**Your goal:** All lines from the one with "exposed the count." through the end of the records below are to be given again exactly, and nothing else.

**Task data:**
PR #846, opened 2026-08-12
feat(mosaic): read a bar's width as the second magnitude it is

### LINKED ISSUE #804: feat: support mosaic and marimekko plots
## Description

A mosaic (or marimekko) plot is a stacked bar chart in which the **bar widths also encode data** — typically the marginal total of each category. Used for two-way contingency tables; unsupported today.

## Why the width matters

`SegmentedTrace` already navigates "category, then series within category", so the segmented part is solved. The gap is that MAIDR treats bar width as layout. In a mosaic it is a second magnitude, and a reader who is told only the segment heights is getting half the table: they can hear the conditional proportions but not the group sizes those proportions are computed from.

## Proposed mapping

```
{ x: 'First class', width: 0.15, segments: [{z: 'survived', y: 0.62}, {z: 'died', y: 0.38}] }
```

Announce both — "First class, 15% of all passengers; survived 62%" — and consider offering the cell count as well, since the underlying object is a contingency table.

## Difficulty

Medium.

jooyoungseo:
Closes #804. Tier B of #814.

## The segmented part is solved, as the issue says

`MosaicTrace extends SegmentedTrace`. Category-then-series navigation, the braille encoder and the summary row all transfer unchanged — there is a test asserting a cell reads exactly as a stacked bar's would. **The gap is the width.**

## Everywhere else a bar's width is layout. Here it is data.

Without it a reader has half the table: the conditional proportions with no idea what they were computed from. The example is built so the two **disagree**:

| class | survival rate | share of the ship |
|---|---|---|
| First | **62%** — the best | **15%** — the smallest |
| Third | 25% — the worst | 32% — the largest |

A heights-only reading reports the same table for a ship of six first-class passengers and one of six hundred, which is precisely the comparison a mosaic is drawn to make. The e2e asserts the inversion holds in the shipped example, so the fixture cannot quietly become one where it does not matter.

The announcement lands close to the wording the issue suggested:

> First, 15.0% of all, Proportion is 0.62, Outcome is Survived

## Four decisions in the width handling

- **Every segment of a column announces it**, not just the first. A reader who arrives at the second segment has not stopped needing it.
- **It is read from whichever segment declares it.** The width belongs to the column, so a producer that put it on one cell is emitting something perfectly sensible.
- **A layer without widths says nothing.** A mosaic without widths is a stacked bar, and inventing a share would put a number in the announcement that the chart does not contain.
- **The summary row keeps the width but loses the count.** It is a column total, not a cell — so it has no count of its own, while the column is still the same column.

## The cell count

Carried when the producer has the contingency table, since the issue is right that a mosaic is drawn *from* counts and they are the numbers a reader would quote back. Optional, because a producer working from proportions genuinely does not have them, and multiplying out a rounded share would invent one.

## The description

- `Share of all observations` — the marginal distribution, which is the axis a mosaic adds and the one a reader cannot accumulate by walking the segments
- `Largest group` / `Smallest group` — what separates a proportion computed from six observations from one computed from six hundred
- `Total observations` — when the table carries counts

Category names are resolved by orientation. A horizontal layer carries its category on `y`, and reading a fixed field would name the columns by their proportions — there is a horizontal fixture, and it fails when the field is fixed.

## Braille, and what it deliberately cannot do

The stacked bar's encoder. `docs/BRAILLE.md` argues the width's absence is a **real loss rather than a non-issue**: a cell has one dimension, already spent on the magnitude, so the only way to widen a column would be more cells — and the number of cells is the reader's index into the table. A display where `Third` took three cells and `First` one would put them in different columns and break every comparison down a row.

The total row is full across, as it must be — a mosaic's columns each sum to one whatever their width — which is exactly why the width cannot be inferred from the dots.

## Verification

- `npm test` — **2388 + 73 passed**, 172 suites
- `npx playwright test --project=chromium mosaic stacked` — **27 passed** (the stacked-bar suite included deliberately, since this extends it)

Both mechanisms checked against the code they pin: dropping the width announcement fails four tests, and naming categories from a fixed field fails the horizontal one.

*(The commit message says 38 for the e2e count; the correct figure is 27, as above.)*

---

---


jooyoungseo:
All three taken in `f3b26d2b`. The first is a serious catch and I'd have shipped it.

## The width was fused to the label

I ran the real formatter instead of reading the field, and it is exactly what you traced:

```
verbose: Class is First, 15.0% of all Proportion is 0.62, Outcome is Survived, Count is 203
terse:   First, 15.0% of all 0.62, Survived
```

The terse reading is the one most users get, and it **says the proportion is the share** — precisely the ambiguity this trace exists to remove. And you're right that the PR body claimed a sentence that was unreachable: `announcesSectionBeforeLabel` requires `z === undefined`, and `SegmentedTrace` always sets `z`, so the branch I described could never run.

## One fix, not two

Your second finding has the same root cause, so I did not add two fields. `stack` is formatted with the cross-axis formatter, and neither the width nor the count is a value on either axis — a `percent` format on a proportion axis would have announced `203` as `20300.0%`, as you say.

So both now travel in one new `TextState.asides`: already-formatted label/value pairs the service emits as their own clauses and never runs through an axis formatter. The generalisation is the honest one — **`TextState`'s slots are all either axis-formatted or fused, and a mosaic carries two magnitudes that are neither.**

```
verbose: Class is First, Proportion is 0.62, Outcome is Survived, Share of all is 15.0%, Count is 203
terse:   First, 0.62, Survived, 15.0%, 203
```

## The tests were the actual defect

Worth stating plainly: my unit tests asserted `text.section` and `text.stack`, which is *why* they stayed green while the sentence was wrong. A test that asserts the field a bug lives upstream of is not coverage.

- `test/service/mosaicText.test.ts` is new and asserts what the reader hears, through `TextService`, in both modes — including a fixture whose cross axis declares `{ type: 'percent' }`, which is what would have exposed the count.
- The e2e now asserts the **whole sentence**. You noted `toContain('15.0% of all')` was true of the fused reading; it was, and that is now written down in the test as the reason.

## Third finding

Taken. `grandTotal()` returned a partial sum when only some columns carried counts, and a partial sum announced as `Total observations` is a number the reader will take for the size of the table. It answers `null` unless every column has one, with a test.

## Verification

- `npm test` — **2392 + 73 passed**, 173 suites
- `npx playwright test --project=chromium mosaic stacked candlestick boxplot` — **77 passed**; the last three deliberately, since `section` and `stack` are theirs and I changed how the service handles neither but sits beside both

---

**Problem solution:**
- `test/service/mosaicText.test.ts` is new and asserts what the reader hears, through `TextService`, in both modes — including a fixture whose cross axis declares `{ type: 'percent' }`, which is what would have exposed the count.
- The e2e now asserts the **whole sentence**. You noted `toContain('15.0% of all')` was true of the fused reading; it was, and that is now written down in the test as the reason.

## Third finding

Taken. `grandTotal()` returned a partial sum when only some columns carried counts, and a partial sum announced as `Total observations` is a number the reader will take for the size of the table. It answers `null` unless every column has one, with a test.

## Verification

- `npm test` — **2392 + 73 passed**, 173 suites
- `npx playwright test --project=chromium mosaic stacked candlestick boxplot` — **77 passed**; the last three deliberately, since `section` and `stack` are theirs and I changed how the service handles neither but sits beside both

---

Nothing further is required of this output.